We created a data table to organize the rates of drug-related, sex-related, and weapons-related felonies; we stratified the results by borough. From the table, we can see that, in terms of absolute numbers, Brooklyn has the highest incidence of weapons-related and sex-related felonies, while the Bronx has the highest incidence of drug-related felonies.
```{r, felonies_boroughs}
with(sex_drug_weapons, table(boro_nm, crime_group)) %>%
  knitr::kable()
```

<br>

Next, we fit a logistic regression model to the data. We also plot the data into a graph.
```{r table_felony_and_boroughs, results = "hide"}
fit = multinom(crime_group ~ boro_nm, data = sex_drug_weapons) %>% 
  broom::tidy() %>% 
  mutate(`Odds Ratio` = exp(estimate))
```

```{r tidy_felony_and_boroughs}
clean_fit = fit %>% 
            mutate(term = str_replace(term, "\\(", ""),
               term = str_replace(term, "\\)", ""),
               term = str_replace(term, "boro_nm", ""),
               term = toTitleCase(term)) %>% mutate(term = str_replace(term, "_", " ")) %>% 
  rename(`Crime group` = y.level, Term = term, Estimate = estimate, `Standard error` = std.error, `P value` = p.value) 

clean_fit %>% 
  knitr::kable() 
```

```{r graph_felony_and_boroughs}

ggplot(clean_fit, aes(x = Term, y = `Odds Ratio`)) +
  geom_segment( aes(x = Term, xend = Term, y = 0, yend = `Odds Ratio`), color = "grey") +
  geom_point(color = "orange", size = 3) + facet_grid(~ `Crime group`) +
  theme_light() +
  theme(axis.text.x = element_text(angle = 80, hjust = 1, size = 8),
    panel.grid.major.x = element_blank(),
    panel.border = element_blank(),
    axis.ticks.x = element_blank()) +
  labs(x = "Borough",
       y = "Odds Ratio")
```

<br>

### Results and Discussion
From the data table and the graph above, we see that:

* The odds of a sex-related felony occurring in Manhattan is 1.79 times the odds of a drug-related felony occurring in Manhattan.
* The odds of a sex-related felony occurring in the Bronx is 1.71 times the odds of a drug-related felony occurring in Manhattan.
* The odds of a sex-related felony occurring in Brooklyn is 2.37 times the odds of a drug-related felony occurring in Manhattan.
* The odds of a sex-related felony occurring in Queens is 3.06 times the odds of a drug-related felony occurring in Manhattan.
* The odds of a sex-related felony occurring in Staten Island is 2.11 times the odds of a drug-related felony occurring in Manhattan.

<br>

* The odds of a weapons-related felony occurring in Manhattan is 2.71 times the odds of a drug-related felony occuring in Manhattan.
* The odds of a weapons-related felony occurring in the Bronx is 2.06 times the odds of a drug-related felony occurring in Manhattan.
* The odds of a weapons-related felony occurring in Brooklyn is 4.14 times the odds of a drug-related felony occurring in Manhattan.
* The odds of a weapons-related felony occurring in Queens is 4.22 times the odds of a drug-related felony occurring in Manhattan.
* The odds of a weapons-related felony occurring in Staten Island is 2.62 times the odds of a drug-related felony occurring in Manhattan.
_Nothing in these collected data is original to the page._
PR #2529, opened 2020-03-10
Move related entities to badge | Closes #2526

### LINKED ISSUE #2526: Move Related Tickets and Related Dates Lists into Ticket Assignment Manager Button Badge Tooltips
- on the DateCard before the `EntityDetailsPanel` the DBIDs for the related tickets are retrieved and displayed as a series of tags

- similarly on the TicketCard, the DBIDs for the related dates are displayed as a series of tags

- open the respective Ticket Assignments Buttons for each of the above components. ie: the `AssignTicketsButton` for the `DateActionsMenu`, and the `AssignDatesButton` for the `TicketActionsMenu`

- you will see similar logic that retrieves the related entities for each of the above

- generate a string of IDs similar to what is done in the Entity Card components above, then combine that with the additional text from those components, and pass that as the "title" prop to the `ItemCount` component

- when finished, hovering over the relations count badge for the assignments buttons should display a tooltip like: "Related Tickets: 1 2 3" or "Related Dates: 4 5 6"

- make any adjustments to the `ItemCount` component as necessary

- make sure that the `ItemCount` title prop does NOT display numbers if that is all it is passed. This can be done by setting the title to `' '` 

- now go back to DateCard and TicketCard and remove all of that relations logic

manzoorwanijk:
This PR:
- Improves types and extracts reducer for relations manager
- Updates `<ItemCount />` to add support for `title`
- Improves and simplifies query hooks
- Adds and improves query hooks for relations. Newly created hooks include `useRelatedDatetimes()`, `useRelatedTickets` and `useRelatedPrices`.
- Moves related Dates and Tickets to related badge tooltip
- Removes related entities from cards
- Closes #2526

Here is the demo of how it looks
image

### DIFF
--- a/assets/src/application/services/apollo/relations/reducer.ts
+++ b/assets/src/application/services/apollo/relations/reducer.ts
@@ -1,0 +1,78 @@
+import { pathOr, assocPath, dissocPath, clone } from 'ramda';
+import { RelationsReducer, RelationalData } from './types';
+
+const reducer: RelationsReducer = (state, action) => {
+	const { entity, entityId, relation, relationId, relationIds } = action;
+	let newState: RelationalData, relations: string[];
+	switch (action.type) {
+		case 'INITIALIZE':
+			return action.data;
+
+		case 'ADD_RELATION':
+			relations = pathOr([], [entity, entityId, relation], state);
+			// If the relation already exists
+			if (relations.includes(relationId)) {
+				return state;
+			}
+			newState = assocPath([entity, entityId, relation], [...relations, relationId], state);
+			return newState;
+
+		case 'REMOVE_RELATION':
+			newState = clone(state);
+			// existing relation list.
+			relations = pathOr([], [entity, entityId, relation], newState);
+			// if relationId is given remove it from the list.
+			if (relationId) {
+				return assocPath(
+					[entity, entityId, relation],
+					relations.filter((id) => id !== relationId),
+					newState
+				);
+			}
+
+			if (relations.length) {
+				/**
+				 * If we are here, it means that we have values for `entityId` in `relation`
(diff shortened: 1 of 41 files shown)


assets/src/application/services/apollo/relations/reducer.ts
```diff
@@ -0,0 +1,78 @@
...
+			if (relations.includes(relationId)) {
+				return state;
+			}
+			newState = assocPath([entity, entityId, relation], [...relations, relationId], state);
+			return newState;
+
+		case 'REMOVE_RELATION':
+			newState = clone(state);
+			// existing relation list.
+			relations = pathOr([], [entity, entityId, relation], newState);
```
nicolad: good candidate for `nullish coalescing operator` :D :D

assets/src/application/ui/display/ItemCount/index.tsx
```diff
@@ -10,15 +10,18 @@ interface ItemCountProps extends BadgeProps {
...
 		'ee-item-count--no-items': count === 0,
 	});
 	const offset = props.offset || [-5, 5];
 
+	const countBadge = <span className='ant-badge-count'>{count}</span>;
+	const countNode = title ? <Tooltip title={title}>{countBadge}</Tooltip> : countBadge;
+
 	return (
-		<Badge {...props} className={className} count={count} offset={offset} showZero>
+		<Badge {...props} className={className} count={countNode} offset={offset} showZero>
```
nicolad: :+1:

assets/src/application/services/apollo/relations/reducer.ts
manzoorwanijk: That will be like this
```suggestion
			relations = newState?.[entity]?.[entityId]?.[relation] ?? [];
```

PR #2532, opened 2020-03-10
Create Inline Infinity Edit Fields for Capacity and Quantity | Closes #2525

### LINKED ISSUE #2525: Use InlineEditInput for DateDetailsPanel Capacity & TicketDetailsPanel Quantity Fields
- previously `assets\ZZZ\components\ui\entity-details-panel\entity-details.js` would pass entity details marked "editable" to the `InlineEditInput` component, but now that has to be done manually, which is better because it allows any JSX element to be used as a value.

- in `\domain\eventEditor\ui\datetimes\datesList\cardView\DateDetails.tsx`, the capacity field needs to be editable

- likewise in `\domain\eventEditor\ui\tickets\ticketsList\cardView\TicketDetails.tsx`, the quantity field needs to be editable

- create new components for both of the required inputs then import into the above files for passing to `EntityDetailsPanel` (similar to how `DateRegistrationsLink` and `TicketRegistrationsLink` are handled)

- in the `onChange` handler for the `DateDetails` capacity input, after updating the datetime capacity field, we need to also do the following:

     - retrieve all related tickets

     - loop thru the tickets and check for ticket quantities greater than then new datetime capacity

     - set those ticket quantities to be the same as the new datetime capacity

     - ticket quantities less than then new datetime capacity should NOT be changed

manzoorwanijk:
This PR:
- Improves `parseInfinity`
- Creates `InlineEditInfinity` component in `/application/ui/input/InlineEditInput`
- Creates `useUpdateRelatedTickets` and `useTicketQuantityForCapacity` hooks
- Creates `DateCapacity` component to use in `DateDetails` panel
- Creates `TicketQuantity` component to use in `TicketDetails` panel
- Closes #2525


assets/src/application/ui/input/InlineEditInput/InlineEditInfinity.tsx
```diff
@@ -0,0 +1,47 @@
...
+			break;
+		default:
+			output = `${value}`;
+			break;
+	}
+
+	const htmlClasseName = classNames('ee-infinity-sign', className);
+
+	return (
+		<Editable {...rest} editable={editable} inputType='text' className={htmlClasseName}>
```
nicolad: :taco: for placing spread operator in front :+1:

PR #2539, opened 2020-03-11
Improve and wire up entity search | Closes #2538

### LINKED ISSUE #2538: Filter Bar Search Input No Searchie
type stuff in filter bar search input but it no searchie!!!

why it no searchie?

manzoorwanijk:
This PR:
- Converts `entityFieldSearch` to `entityListSearch` and improves it
- Adds strict type checking for `entityListSearch` and multi field support locked down by types
- Wires up the entity search for Dates and Tickets
- Closes #2538


assets/src/application/services/utilities/text/entityListSearch/index.test.ts
```diff
@@ -0,0 +1,78 @@
...
+	},
+	{
+		id: 'RGF0ZXRpbWU6ODU=',
+		dbId: 86,
+		name: 'another title',
+		description: null,
+	},
+];
+
+const searhArgs: EntityListSearchProps<TestEntity> = {
```
nicolad: `searchArgs`

assets/src/application/services/utilities/text/entityListSearch/index.test.ts
```diff
@@ -0,0 +1,78 @@
...
+	entities,
+	searchFields: ['name', 'description'],
+	searchText: '',
+};
+
+describe('entityListSearch', () => {
+	it('should return two results by name and description', () => {
```
nicolad: `description` is being mentioned, but is not checked in the assertion

manzoorwanijk: It it used because description contains that keyword

assets/src/domain/eventEditor/services/filterState/datetimes/useFilteredDatetimes.ts
```diff
@@ -9,17 +10,39 @@ import sorters from '@sharedEntities/datetimes/predicates/sorters';
...
 	// Flter the list
 	const filteredEntities = useMemo<Array<Datetime>>(() => {
 		return filters({ dates, show: datetimesToShow });
 	}, [dates, datetimesToShow]);
 
+	// search entities
+	const searchResults = useMemo<Array<Datetime>>(() => {
+		if (!searchText) {
+			return filteredEntities;
+		}
```
nicolad: maybe we can move this conditional inside of `entityListSearch`, so that we don't duplicate this logic outside, because the same conditional is applied in `useFilteredTickets.ts `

These results suggest a significantly higher odds of a sex-related or a weapons-related felony occurring in all 4 boroughs compared to a drug-related felony occurring in Manhattan. Of note is that a weapons-related felony (OR = 4.22) and a sex-related felony (OR = 3.06) is more likely to occur in Queens compared to a drug-related felony in Manhattan - these odds represent the highest among the boroughs.